§ Task description
For the listing below, give the number of lines that include "expectErrorResponse" and add nothing to it.

§ Provided data
PR #4573, opened 2023-09-21
refactor(core): improve oidc error handling

gao-sun:
## Summary

build a unified handler for `oidc-provider` errors by checking if the status is >= 400 and there's a string property `error` in the response. this is the only way we can check if the error is handled by the oidc-provider, because it doesn't call `renderError` when the [request prefers JSON response](https://github.com/panva/node-oidc-provider/blob/37d0a6cfb3c618141a44cbb904ce45659438f821/lib/shared/error_handler.js#L48-L55).

we may submit a pull request for allowing a more generic error handler config to `oidc-provider`, and update accordingly afterwards.

## Testing

- updated and added unit tests
- local test

image

## Checklist

- [x] `.changeset`
- [x] unit tests
- [ ] ~~integration tests~~
- [ ] ~~docs~~ (we can add content to openid.sh)

### DIFF
--- a/packages/cli/src/commands/translate/sync-keys/utils.ts
+++ b/packages/cli/src/commands/translate/sync-keys/utils.ts
@@ -137,7 +137,9 @@ export const parseLocaleFiles = (filePath: string): ParsedTuple => {
               // eslint-disable-next-line @silverhand/fp/no-mutation
               nestedObject[key] = [value, false];
             } else {
-              consoleLog.fatal('Unsupported comment:', comment);
+              // eslint-disable-next-line @silverhand/fp/no-mutation
+              nestedObject[key] = [value, true];
+              consoleLog.warn('Unsupported comment:', comment);
             }
           } else {
             // eslint-disable-next-line @silverhand/fp/no-mutation
--- a/packages/core/src/middleware/koa-oidc-error-handler.test.ts
+++ b/packages/core/src/middleware/koa-oidc-error-handler.test.ts
@@ -1,118 +1,98 @@
+import i18next from 'i18next';
+import { type Context } from 'koa';
 import { errors } from 'oidc-provider';
 
-import RequestError from '#src/errors/RequestError/index.js';
 import { createContextWithRouteParameters } from '#src/utils/test-utils.js';
 
-import koaOIDCErrorHandler from './koa-oidc-error-handler.js';
+import koaOidcErrorHandler, { errorOut } from './koa-oidc-error-handler.js';
 
 const { jest } = import.meta;
 
-describe('koaOIDCErrorHandler middleware', () => {
+describe('koaOidcErrorHandler middleware', () => {
   const next = jest.fn();
-  const ctx = createContextWithRouteParameters();
+
+  const expectErrorResponse = async (
+    ctx: Context,
+    error: errors.OIDCProviderError,
+    extraMatch?: Record<string, unknown>
+  ) => {
+    next.mockImplementationOnce(() => {
+      throw error;
+    });
+
+    const out = errorOut(error);
+    const code = `oidc.${out.error}`;
+    await koaOidcErrorHandler()(ctx, next);
+    expect(ctx.status).toBe(error.statusCode);
+    expect(ctx.body).toMatchObject({
+      ...out,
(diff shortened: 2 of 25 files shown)


packages/core/src/middleware/koa-oidc-error-handler.test.ts
```diff
@@ -1,118 +1,98 @@
...
-  it('Unhandled OIDCProvider Error', async () => {
-    const error = new errors.AuthorizationPending();
+  it('should add error uri when available', async () => {
+    const ctx = createContextWithRouteParameters();
+    const error = new errors.InvalidGrant('invalid grant');
 
-    next.mockImplementationOnce(() => {
-      throw error;
+    await expectErrorResponse(ctx, error, {
+      error_uri: 'https://openid.sh/debug/invalid_grant',
```
charIeszhao, line 82: nit: should maintain a constant list for this and upcoming URLs.

packages/core/src/middleware/koa-oidc-error-handler.ts
```diff
@@ -20,79 +86,39 @@ export default function koaOIDCErrorHandler<StateT, ContextT>(): Middleware<Stat
...
-              // eslint-disable-next-line no-restricted-syntax
-              code: `oidc.${decamelize(name)}` as LogtoErrorCode,
-              status,
-              expose,
-              ...interpolation,
-            },
-            data
-          );
-        }
+      if (!EnvSet.values.isUnitTest && (!EnvSet.values.isProduction || ctx.status >= 500)) {
```
charIeszhao, line 94: \>= 400?

packages/cli/src/commands/translate/sync-keys/utils.ts
```diff
@@ -137,7 +137,9 @@ export const parseLocaleFiles = (filePath: string): ParsedTuple => {
               // eslint-disable-next-line @silverhand/fp/no-mutation
               nestedObject[key] = [value, false];
             } else {
-              consoleLog.fatal('Unsupported comment:', comment);
+              // eslint-disable-next-line @silverhand/fp/no-mutation
+              nestedObject[key] = [value, true];
+              consoleLog.warn('Unsupported comment:', comment);
```
simeng-li, line 142: Not enough context for this. What is this for? A existing bug?

charIeszhao (approved):

simeng-li (approved):
overall LGTM

packages/core/src/middleware/koa-oidc-error-handler.ts
gao-sun: no need to print 400<=code<500 errors in production i think. it'll be too many

packages/core/src/middleware/koa-oidc-error-handler.test.ts
gao-sun: do you mean [this](https://github.com/logto-io/logto/pull/4573/files#diff-b706e9a1b8a197003ab8a28985e03df08134d5830706d3fccf17fdca3b842373R11-R15)?

packages/cli/src/commands/translate/sync-keys/utils.ts
gao-sun: no, because i wanted to make sure there's no unexpected comment in the phrases. fatal was too strict and cannot work with `/** @deprecated */` in this pr

packages/core/src/middleware/koa-oidc-error-handler.ts
gao-sun: this is also the logic for `koaErrorHandler`

wangsijie (approved):

darcyYe (approved):

packages/core/src/middleware/koa-oidc-error-handler.test.ts
charIeszhao: Oh, yes.

packages/core/src/middleware/koa-oidc-error-handler.ts
charIeszhao: ok

PR #5065, opened 2023-12-06
fix(core): fix SSO quota guard

darcyYe:
## Summary

fix SSO quota guard.
The guard should directly apply to the route instead of using router.use() (this could affect all APIs.)

## Testing

Tested locally.
Does not block other POST/PUT APIs.
image
Also `POST /sso-connectors` API is guarded:
image
`GET /sso-connectors` API works fine:
image

TODO:
Add quota guard tests for APIs.

## Checklist

- [ ] `.changeset`
- [ ] unit tests
- [ ] integration tests


charIeszhao (approved):

simeng-li (approved):
LGTM, also better test the guard works for the post sso-connector endpoint

PR #5081, opened 2023-12-08
fix(console,test): should clear error message and add console integration test

darcyYe:
## Summary

1. Should clear error for email domain input as long as invalid email domains have been removed.
2. Add integration tests to cover interactions with the email domain input component.

## Testing

Covered by integration tests.

## Checklist

- [ ] `.changeset`
- [ ] unit tests
- [x] integration tests

### DIFF
--- a/packages/console/src/pages/EnterpriseSsoDetails/Experience/DomainsInput/index.tsx
+++ b/packages/console/src/pages/EnterpriseSsoDetails/Experience/DomainsInput/index.tsx
@@ -32,12 +32,14 @@ function DomainsInput({ className, values, onChange: rawOnChange, error, placeho
   const [focusedValueId, setFocusedValueId] = useState<Nullable<string>>(null);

§ Solution for this exercise
2